Instructions to follow => Your task is to restate the data word for word.

--- Data section Enclosed Below ---

PR #2021, opened 2015-09-28
Paramiko STDOUT/STDERR UTF-8 decode bug fix. 

lakshmi-kannan:
From the commit "When consuming stdout and stderr byte streams from paramiko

--- End of Enclosed Data section ---

Output for this exercise =>
PR #2021, opened 2015-09-28
Paramiko STDOUT/STDERR UTF-8 decode bug fix. 

lakshmi-kannan:
From the commit "When consuming stdout and stderr byte streams from paramiko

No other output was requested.